How do you know the difference?
Am told me last week that I’m a serial-monogamist, which is completely true. I spent two years with Fat-Boy, and after a three month break, five years with Dustin. I have a problem with long term relationships and leaving them (lets leave the reasons behind this problem, for another day, shall we?).
However, this elephant-in-the-corner that we’re ignoring leads me to a new problem. How do I differentiate between the different types of men the newly-single me will now encounter?
Mr. Right: Obviously, this is what optimally I’m looking for. At 25, I’m ready to find someone to settle down with. Hell, at 22 I was ready to settle down. But Mr. Right is supposed to become Mr. Forever (at least in my book), and that always takes awhile to figure out. So, Mr. Right will most likely start out as…

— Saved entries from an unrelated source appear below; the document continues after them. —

PR #588, opened 2025-04-16
Fix: Add abilities to list other labels and select category

StrongMonkey:
Add abilities to list primary tab from gmail by default. Also add abilities to list other labels, like sent, trash, spam.

### DIFF
--- a/google/gmail/listInbox.py
+++ b/google/gmail/listInbox.py
@@ -8,7 +8,12 @@ async def main():
     max_results = os.getenv('MAX_RESULTS', '100')
     if max_results is not None:
         max_results = int(max_results)
-    query = 'label:inbox'
+    category = os.getenv('CATEGORY', 'primary')
+    label = os.getenv('LABEL', 'inbox')
+    if label != 'inbox':
+        query = f'label:{label}'
+    else:
+        query = f'label:{label} category:{category}'
 
     service = client('gmail', 'v1')
     await list_messages(service, query, max_results)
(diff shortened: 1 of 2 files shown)


mighty-pup-acorn:
### Enhancement Proposal

This pull request is related to an enhancement proposal to add abilities to list other labels such as sent, trash, and spam, in addition to the primary tab from Gmail by default. This enhancement aims to improve user experience by providing more comprehensive email management capabilities.

#### Proposed Solution
- Implement functionality to list additional labels like sent, trash, and spam.
- Ensure seamless integration with the existing system to maintain user experience.

#### Benefits
- Improved email management by allowing users to access more labels.
- Enhanced user experience with more options for email categorization.

#### Acceptance Criteria
- [ ] Ability to list additional labels is implemented and functional.
- [ ] Integration with existing systems is seamless and does not disrupt current functionalities.
- [ ] User feedback is positive regarding the new label management capabilities.

google/gmail/listInbox.py
```diff
@@ -8,7 +8,12 @@ async def main():
     max_results = os.getenv('MAX_RESULTS', '100')
     if max_results is not None:
         max_results = int(max_results)
-    query = 'label:inbox'
+    category = os.getenv('CATEGORY', 'primary')
+    label = os.getenv('LABEL', 'inbox')
```
tybalex, line 12: Can we validate that the values of category and label are among the allowed options?
for example : `if "label" is not in ['inbox', 'starred', 'important', 'sent', 'drafts', 'trash', 'spam', 'all']`

njhale: We have a set of options here, but gmail allows you to apply custom labels too (I use the feature to pretty extensively myself), so it may make sense to make this less restrictive as well.

njhale (approved):

google/gmail/listInbox.py
tybalex: I see.  if custom labels are allowed then we don't need to validate it here.

tybalex (approved):

PR #591, opened 2025-04-17
feat: add memory tools

njhale:
Add the `Memory` bundle to provide tools for managing project scoped memory.

Addresses part of https://github.com/obot-platform/obot/issues/2276

Depends on https://github.com/obot-platform/obot/pull/2586


thedadams (approved):

tybalex (approved):
code looks good.
why do we need `list memory` exposed as a tool though?  isn't memory always appended in system prompt.

memory/main.go
```diff
@@ -0,0 +1,119 @@
...
+		return nil
+	}
+
+	if url == "" {
+		url = "http://localhost:8080/api"
+	} else {
+		url += "/api"
+	}
+
+	client := &apiclient.Client{
```
StrongMonkey, line 106: you can actually use apiclient.NewClientFromEnv

StrongMonkey (approved):

njhale:
> why do we need list memory exposed as a tool though? isn't memory always appended in system prompt.

@tybalex the memory is added to the context (system prompt) because the list_memories tool is a `Shared Context` on the `memory_context` tool. We can refactor it so that it's all done in the go code, and there's a `context` command instead of a `list` command, but as it stands, I don't believe the list_memories tool will be exposed for use to the LLM or be visible in the user UI.

memory/main.go
njhale: didn't see this until after I clicked merge. Good call, I'll open a quick follow up to fix in a bit

StrongMonkey: nbd

PR #598, opened 2025-04-21
fix: only include stream options if stream is true

thedadams:


thedadams:
Issue: https://github.com/obot-platform/obot/issues/2660

PR #599, opened 2025-04-22
enhance: add loop-data tool

g-linville:


loop-data/tool.gpt
```diff
@@ -0,0 +1,8 @@
+Name: Loop Data
+Description: Please provide either the data_list or dataset_id parameter, but not both.
```
cjellick, line 2:
```suggestion
Description: Provide either the data_list or dataset_id parameter, but not both.
```

cjellick: What do you think - we're made of tokens? 😝

cjellick (approved):

index.yaml
```diff
@@ -99,6 +99,8 @@ tools:
     reference: ./proxycurl
   memory:
     reference: ./memory
+  loop-data:
+    reference: ./loop-data
```
thedadams, line 103: Does it make sense for this to be in the `system` section?

loop-data/tool.gpt
```diff
@@ -0,0 +1,8 @@
+Name: Loop Data
+Description: Provide either the data_list or dataset_id parameter, but not both.
+Metadata: index: false
```
thedadams, line 3: I think if we move this tool to the `system` section of `index.yaml`, then we can get rid of this.

index.yaml
g-linville: Yeah, it sadly cannot be in the `system` section, because I get an error from the controllers when we try to run the step with it added as one of the tools. I guess system tools can't be handed directly to the LLM, at least through normal runs.

g-linville: Fixed

njhale (approved):

thedadams (approved):

PR #603, opened 2025-04-22
chore: merge m365 creds into one

drpebcak:
relates to https://github.com/obot-platform/obot/issues/2638


microsoft365/credential/tool.gpt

Mr. Right-Now: Any guy who I would call my boyfriend would ideally fall into this category, but not always. Mr. Right-Now is the guy that seems like he could become Mr. Right, but it’s unclear. Usually it’s a gut feeling that tells you he’s not the forever kinda guy, and in the back of your mind you’re questioning whether or not there is someone else out there who would be a better fit.

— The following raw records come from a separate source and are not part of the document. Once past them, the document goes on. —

PR #606, opened 2025-04-22
enhance: outlook mail: add tools for attachments

g-linville:
for https://github.com/obot-platform/obot/issues/2647

### DIFF
--- a/outlook/mail/pkg/graph/attachments.go
+++ b/outlook/mail/pkg/graph/attachments.go
@@ -1,0 +1,79 @@
+package graph
+
+import (
+	"bytes"
+	"context"
+	"encoding/base64"
+	"encoding/json"
+	"fmt"
+	"strings"
+
+	abstractions "github.com/microsoft/kiota-abstractions-go"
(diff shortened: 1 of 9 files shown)


outlook/mail/pkg/graph/attachments.go
```diff
@@ -0,0 +1,79 @@
...
+
+	// Check if text is too large by counting tokens
+	tokenizer, err := tiktoken.EncodingForModel("gpt-4")
+	if err != nil {
+		return "", fmt.Errorf("failed to create tokenizer: %w", err)
+	}
+
+	tokens := tokenizer.Encode(result, nil, nil)
+	if len(tokens) > 10000 {
+		return "", fmt.Errorf("attachment content is too large (over 10k tokens)")
```
tybalex, line 75: if it's too large, should we show first 5k/10k tokens and maybe share a link instead?

g-linville: I'm preserving existing behavior here. This was refactored and copied from elsewhere. We could consider changing this.

cjellick (approved):

PR #607, opened 2025-04-23
quick fix: list calendar for users without groups access

tybalex:
https://github.com/obot-platform/obot/issues/2694
personal accounts have no access to groups feature.


outlook/calendar/pkg/graph/calendar.go
```diff
@@ -82,22 +82,20 @@ func ListCalendars(ctx context.Context, client *msgraphsdkgo.GraphServiceClient)
...
-	for _, group := range memberOf.GetValue() {
-		result, err := client.Groups().ByGroupId(util.Deref(group.GetId())).Calendar().Get(ctx, nil)
-		if err != nil {
-			// Some groups don't have calendars and will just error out. That's fine.
-			continue
+	if err == nil { // if user's account has access to groups feature
+		for _, group := range memberOf.GetValue() {
+			result, err := client.Groups().ByGroupId(util.Deref(group.GetId())).Calendar().Get(ctx, nil)
+			if err != nil {
+				// Some groups don't have calendars and will just error out. That's fine.
```
StrongMonkey, line 89: Hmm what is the actual fix? look like the code will do the same behavior?

tybalex: except the logic here:
```
if err != nil {
		return nil, fmt.Errorf("failed to get group memberships: %w", err)
	}
```
Personal accounts do not have access to group features, so this should not be treated as an error.

thedadams (approved):

drpebcak (approved):

PR #608, opened 2025-04-23
Fix: use proper knowledge load flow when loading

StrongMonkey:
When using knowledge to load files for attachements, we don't have a correct flow files we used in standard knowledge so it won't be able to process other file types like pptx. This PR fixed it.

https://github.com/obot-platform/obot/issues/2624


tybalex (approved):

tybalex:
change looks good. Wouldn't it need the `OPENAI_MODEL` env variable for OpenAI OCR model though? I have to set it in another use case where I invoke `knowledge load`

thedadams (approved):

PR #622, opened 2025-04-25
chore: refactor ci

drpebcak:


scripts/package-tools.sh
```diff
@@ -1,177 +1,56 @@
...
-            ./scripts/build.sh
-            echo "Build script for ${REPO} complete!"
-          )
-        else
-            echo "No build script found in ${REPO}"
-        fi
-
-        OBOT_SERVER_VERSIONS="$(cat <<VERSIONS
-"${REPO}": "$(cd "${REPO_NAME}" && git rev-parse --short HEAD)"
+REPO=github.com/obot-platform/tools
```
cjellick, line 4: all the same questions from the enterprise-tools repo regarding cutting out cruft in this file

scripts/package-providers.sh
```diff
@@ -0,0 +1,85 @@
+#!/bin/bash
```
cjellick, line 1: not really going to pick this one apart since you said you want to do a separate refactor of it

cjellick (approved):

.github/workflows/build-providers.yaml
```diff
@@ -0,0 +1,57 @@
...
+      cancel-in-progress: true
+    steps:
+      - uses: actions/checkout@v4
+
+      - name: Log in to GitHub Container Registry
+        uses: docker/login-action@v3
+        with:
+          registry: ghcr.io
+          username: ${{ secrets.GHCR_USERNAME }}
+          password: ${{ secrets.GHCR_TOKEN }}
```
thedadams, line 27: Do we need this? Can we use the token passed to the action?

.github/workflows/build-tools.yaml
thedadams, line 1: Same question here about using the GitHub token passed to the action instead of a secret.

scripts/package-providers.sh
```diff
@@ -0,0 +1,81 @@
...
+set -e -x -o pipefail
+
+BIN_DIR=${BIN_DIR:-./bin}
+
+cd /obot-tools
+
+if [ ! -e workspace-provider ]; then
+    git clone --depth=1 https://github.com/gptscript-ai/workspace-provider
```
thedadams, line 9: nit: would be nice to be able to change these with an env var or something.

thedadams (approved):

scripts/package-providers.sh
drpebcak: yeah ive got that marked down as a future enhancement

.github/workflows/build-providers.yaml
drpebcak: hmm.. we probably could get rid of these yeah. ill follow up on that in a separate set of prs

PR #623, opened 2025-04-25
fix: update generate image buffer handling for node 22

njhale:
Addresses https://github.com/obot-platform/obot/issues/2704


tybalex (approved):

njhale:
Closing out b/c the branch name breaks image builds (need to fix that at some point)

PR #625, opened 2025-04-26
fix: Gmail bug archive

tybalex:
- check if label is "" -- to address https://github.com/obot-platform/obot/issues/2727
- allow apply labels update actions to threads for https://github.com/obot-platform/obot/issues/2591#issuecomment-2830543594

### DIFF
--- a/google/gmail/apis/messages.py
+++ b/google/gmail/apis/messages.py
@@ -29,11 +29,13 @@ CATEGORY_LABELS = {
     "CATEGORY_FORUMS": "forums",
 }
 
+
 def modify_message_labels(
     service,
     message_id,
     add_labels=None,
     remove_labels=None,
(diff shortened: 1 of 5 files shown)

Mr. Right-in-front-of me: This is the hardest guy to figure out, because he can wear many different disguises. The one-night-stand, the rebound-guy, the all-consuming-crush, and Mr. Right-Now are all different aspects of this category. The hard part comes from trying to decide who, in the grand scheme of things, Mr. Right-in-front-of-me is.
So this is my problem. I must start at the bottom, and work my way back up, and so thus will begin with Mr. Right-in-front-of-me. But figuring out which roll he (whoever he is) will play in my life is a much harder thing to grasp.

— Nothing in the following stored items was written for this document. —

PR #635, opened 2025-04-29
fix: Outlook mail get groupmail detail

tybalex:
https://github.com/obot-platform/obot/issues/2754
To get email details of group mails

### DIFF
--- a/microsoft365/outlook/mail/pkg/commands/getEmailDetails.go
+++ b/microsoft365/outlook/mail/pkg/commands/getEmailDetails.go
@@ -17,7 +17,7 @@ func GetEmailDetails(ctx context.Context, emailID, groupID, threadID string) err
 	if err != nil {
 		return fmt.Errorf("failed to create client: %w", err)
 	}
-	if groupID != "" {
+	if groupID == "" { // Personal mailbox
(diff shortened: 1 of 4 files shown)


g-linville (approved):

microsoft365/outlook/mail/pkg/commands/getEmailDetails.go
```diff
@@ -12,32 +12,60 @@ import (
...
+			}
+		}
+
+		if sender := result.GetSender(); sender != nil {
+			if email := sender.GetEmailAddress(); email != nil {
+				fmt.Printf("Sender Name: %s\n", util.Deref(email.GetName()))
+				fmt.Printf("Sender Address: %s\n", util.Deref(email.GetAddress()))
+			}
+		}
 	}
```
njhale, line 68: nit: looks like we don't actually need `else`, and this can be de-indented.

njhale (approved):

microsoft365/outlook/mail/pkg/commands/getEmailDetails.go
tybalex: ok

Issue #1025, opened 2026-08-08
Table-execution cost (~45 µs, 39 KB per five-card scoring) is the ceiling on enumerate-and-average (#980's `expect`)


PaulSnow:
Measured while evaluating a conversion of `github.com/paulsnow/cribbage` onto the #984 tables, embedding DTRules in Go with the host owning input/output and display.

**The tables are exact.** 3,000 random deals scored by `Score_Hand` against the reference `scoreHand`, comparing all five categories and not just the total: **0 mismatches**. Fifteens from `subsets`, pairs from `groupby`, runs from `maximalruns`, the four-vs-five-card flush rule, nobs — all reproduce the reference implementation.

**The cost, per scoring of one five-card hand:**

| | |
|---|---|
| DTRules `Score_Hand` | **~45 µs** |
| Go reference `scoreHand` | **~186 ns** |
| allocation | **~39 KB** |

~250x, and **94% of it is inside `dt.Execute`** — entity creation and array setup on the host side account for only ~3 µs. So this is not the embedding boundary; it is the table execution itself.

## Why this matters beyond one card game

The trainer's actual product is *exact expected value*: every one of 15 discards scored against every starter and every opponent toss — 15 x (46 + 45,540) = **683,790 scorings per deal**. In Go that is 127 ms single-threaded, well under a second across 15 goroutines. At table speed it is **~33 s single-threaded** and ~27 GB of allocation churn. Sessions are not thread-safe (docs/architecture.md:532), so parallelism costs one session per worker — cheap at 27 µs each, and not the problem.

That gap is exactly what makes #980's *other* later candidate — "`expect`: enumerate-and-average over deals for EV analysis" — not yet worth building. A native enumerator still pays the per-execution cost on every inner call, so it turns 33 s into maybe 25 s, not 0.3 s. **The enumeration is not the cost. The table call is.** Worth settling before anyone designs `expect`.

To be clear about scope: the EV kernel is not policy and belongs in Go — no analyst will ever edit "average over 46 starters". But an order of magnitude here moves the boundary of what can be *authored* instead of *coded*, which is the point of the engine.

## What to look at

- Per-execution overhead: entity stack push/pop, context frames, the work arrays the EDD requires per run.
- `subsets` on 5 cards materializes 31 combo entities plus 31 member arrays on every call, all garbage a moment later. A reusable destination array or an entity pool across executions is the obvious lever, and it applies to all four #980 generators.
[...]

PR #1132, opened 2026-08-15
perf(runtime): the scratch arena — recycle what the generators materialize (#1025)

PaulSnow:
The arena decided on #1025, built to the recorded design:

- **Opt-in** (`EnableScratch` / `ResetScratch`): zero change and zero pinned memory for hosts that never opt in.
- **The escape hatch fails loudly**: generation-stamped scratch entities error at Get/Put after a reset — never a silent read of recycled storage. One nil-check on ordinary entities.
- **Fresh IDs every reuse** — no two incarnations behind one trace ID.
- **Reuse = re-init**: `CloneEntity`'s value initialization is now the shared `reinitFrom`; a recycled instance is a fresh clone minus the allocations.

Profiling the arena also surfaced an unconditional engine cost: **trace-attribute `fmt.Sprintf` on every condition/action evaluation with tracing off (~8% CPU)**. `State` gains `Tracing()`; the node hot paths guard their formatting. That fix helps every execution.

## Numbers (benchtime 5000x, ×3 runs)

| | ns/op | B/op | allocs |
|---|---:|---:|---:|
| main before this arc | 54,810 | 42,104 | 791 |
| after #1128 | 49,166 | 40,878 | 748 |
| this PR, no arena | ~45,500 | 36,372 | 592 |
| this PR, arena | **~38,300** | **17,694** | **428** |

## The honest correction

`docs/table-execution-cost.md` now records it: materialization is ~⅓ of execution, not ~95% — the profile puts `emitCombo` at ~33% cumulative. Bytes halve under the arena (the allocation story *was* materialization-shaped); time improves ~16% because CPU mostly wasn't. The next order of magnitude, if ever needed, is interpreter-loop work.

Tests: arena unit suite (pointer-identity recycling, fresh IDs, re-defaulted values, stale-use errors, array recycling, disabled fallback) plus an integration gate alternating the perfect-29 and double-run hands across six resets. `make check` green. 🤖 Generated with [Claude Code](https://claude.com/claude-code)

### DIFF
--- a/docs/table-execution-cost.md
+++ b/docs/table-execution-cost.md
@@ -71,6 +71,37 @@ no analyst will ever edit "average over 46 starters", and it belongs in Go at
 190 ns per scoring. The point of measuring is to know where that boundary
 actually falls, and to notice if it moves.
 
+## The arena, and what it actually recovered (#1025 follow-up)
+
+The scratch arena landed with these revisions to the numbers above. Same
+machine, `-benchtime 5000x`:
+
+| Benchmark | ns/op | B/op | allocs/op |
+|---|---:|---:|---:|
+| `BenchmarkCribbageScoreHand` (no arena) | ~45,500 | 36,372 | 592 |
+| `BenchmarkCribbageScoreHandArena` | ~38,300 | 17,694 | 428 |
+
+Two things moved everything since the first table:
+
+1. **Trace formatting was ~8% of execution with tracing off.** The
+   condition/action nodes formatted `fmt.Sprintf` trace attributes on every
+   evaluation; the Trace* methods no-op internally, but Go evaluates
+   arguments regardless. Guarded behind `State.Tracing()` — this one helps
+   every execution, arena or not.
+2. **The arena recycles what the generators materialize.** Opt in with
+   `sess.EnableScratch()`, call `sess.ResetScratch()` between executions;
+   combo/group/run entities and their members arrays are recycled with
+   fresh IDs, and any reference held across a reset fails loudly at next
+   use instead of reading recycled storage.
+
+And one correction to the earlier analysis: materialization is **about a
+third** of execution, not ~95% — the profile puts `emitCombo` at ~33%
+cumulative, with the rest in bytecode dispatch, entity-stack machinery, and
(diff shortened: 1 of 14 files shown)


PaulSnow:
Merging over the red check, with the reasoning on record: the failure is #1133 — the #870 runner kill returned on **main itself** at 5d3295b1, two PRs before this branch existed, killing every run ~130-150s in with no test failure. This branch passes the full `make check` in both modes locally (twice each), and the `authoring` binary's peak RSS is identical on this branch and main (~330 MB), so the merge neither causes nor worsens the condition. Four CI attempts all died with the same signature main dies with.

PaulSnow:
Fixed in #1136.

The export's rule-set load no longer builds decision trees. Validation and expression compilation still run, so an export still refuses a table it cannot compile; only the tree and the unreachable-column analysis that reads it are skipped.

| | before | after |
|---|---|---|
| `TestSave_TaxReturnIdempotent` peak RSS | 29.3 GB | **329 MB** |
| wall clock | 70 s | **0.24 s** |
| whole `authoring` package | OOM-killed | 3 s, 330 MB |

All 12 samples still verify with zero findings, and an authoring write still produces correct Excel and XML.

Leaving the wider point on the record rather than in this fix: the eager build remains for every other consumer. `verify`, `review` and the analysis passes all load rule sets they never execute, and each is paying some version of this. Making the tree lazy — built on first execute — would fix the class rather than one call site, but it moves `setUnreachable` off the load path, so the advisory output has to be checked before doing it. Worth its own issue if the memory shows up elsewhere.

PaulSnow:
The "worth a second look" from this issue is done: #1149 made trees build on first execution (fixing every loading consumer — verify, review, analysis — not just the export path), and #1150 fixed the tree cost itself via FIRST-capable lazy encoding. One TaxReturn load: 24.5 GB → 13 MB. The archive lane: ~400 s and OOM-prone → 3.8 s at 273 MB.

PaulSnow:
Correction: two comments and several commit messages (#1136, #1149, #1150) cite #1132 for the decision-tree memory work. That was a transposition — the memory issue is **#1135**. This PR (the scratch arena) is unrelated to those references. Sorry for the noise on your thread.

It doesn’t help that I’m being thrust into dating after seven years of serial monogamy. Dating at 25 is different than dating at 20, which is different again from dating at 16, which is the last time I was really active in the “dating scene.” This whole thing is making me feel like high school all over again.
I think my greatest fear is in being wrong again. I’m terrified of making the wrong decisions at this point in my life. I’ve been wrong so many times before, and am tired of it, and thus find myself keeping away from any sort of serious decision that isn’t related to my college courses.
If there isn’t a decision to be made, I can’t be wrong, right?













I know exactly where you’re coming from. When I first moved to Costa Rica, after the Big Divorce and 18 months of singlehood, I was excited but really, truly terrified about dating again. I hadn’t had a first date since high school, and on top of that, I had not idea what Costa Rican dating norms were.
The only advice I can offer you is to jump right in. You may hit a few bumps in the road — a few boring dates or sizzle-free kisses — but when you meet Mr. Forever Right, you’ll know it.
Now that you’re older (feeling ripe at half a century??
), I bet you have a much clearer idea of what you’re looking for than you did 5 years ago. It’s almost an unconscious decision your psyche makes - you’ll meet a guy, go on a few dates, and feel a connection. He’ll have all or most of the on-paper stuff right, and you’ll vibe well with him… you’ll just feel that it’s right. But in the meantime, try and have a little bit of fun dating and playing the field, insofar as a serial monogamist can do that. After all, if you don’t know exactly what Mr. Wrong feels like, it’s much harder to know when Mr. Right waltzes in.
The thing about dating is that the more you know who you are, the more you know what you’re looking for. At the same time you also know more about what’s right or wrong for you.
After my big breakup with someone I still feel to be my soulmate, I believed that I would never find someone who can make me feel complete and at peace.
The thing about life is that in the beginning, we can’t afford to be picky. For the most part no one reveals who they are at first. Not you nor the other person. Going with the flow, living life day by day always gives a good idea of whether or not something clicks there.
At the end of the day though, you have to know who you are, what you have as a person and what you need to make you feel whole. Like Erin said, you wouldn’t know what’s wrong, when you don’t know what;s right. More so in yourself, when you look into the heart of someone else.
yeah, you both have hit it on the head. i think the key to dating and finding that one person who’s the right fit really depends on how well you know yourself. if you don’t know who you are as a person, how can you find that person that will compliment you perfectly?
and you do have to go through the bad to get to the good. without the bad, it’d be unclear as to how good good is.